Aseguró estar rememorando su estancia en prisión, aunque la policía descubrió que estaba haciendo otra cosa menos romántica. Marvin Ussery salió de la cárcel en 2008 y tres años después fue cazado escondido en los alrededores de la que fuera su casa durante algún tiempo. Ussery pudo disfrutar de ese ataque de nostalgia en el interior de la prisión, ya que descubrieron que, en realidad, estaba esperando para meter droga en la cárcel.


Para dormir la borrachera
Cuatro presos de una cárcel australiana descubrieron cómo escapar. Todo un logro que sería digno de admirar si no fuera por el uso que terminaron dándole al descubrimiento: salían por la noche para irse a disfrutar de la noche y los placeres del alcohol y volvían por la mañana, antes del recuento.
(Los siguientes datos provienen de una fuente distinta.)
PR #740, opened 2026-02-27
Optimize topic import API

ThomasCAI-mlv:
## Implementation proposal
- Initialize and use the "topic OWNER" ACLs list instead of `isNamespaceOwnerOfTopic` for each topic (which iterates over all ACLs to find the namespace ACLs)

Las fugas en su justa medida, claro que sí.


Por no saber a dónde ir
Fue acusado de intentar matar a su mujer y eso le valió un año de cárcel en Barcelona. Sin embargo, tras este tiempo se demostró la verdad y llegó la hora de recuperar la libertad. A pesar de que solo se trataba de un año, el acusado se negó a salir de prisión: aseguraba que no sabía a dónde ir. Había estado poco tiempo pero ya estaba en casa.


Por seguridad
Le dice “mi casa” y nadie ha logrado sacarlo de ahí. A sus 50 años, Luis Rojo lleva 30 entre los muros de la cárcel de Santiago de Chile. Asegura estar mejor que en ningún sitio y dice preferir estar ahí por seguridad, por miedo a la situación de la calle. Siempre logra alargar su estancia y, para el director de la prisión, ya no es un preso, si no toda una institución.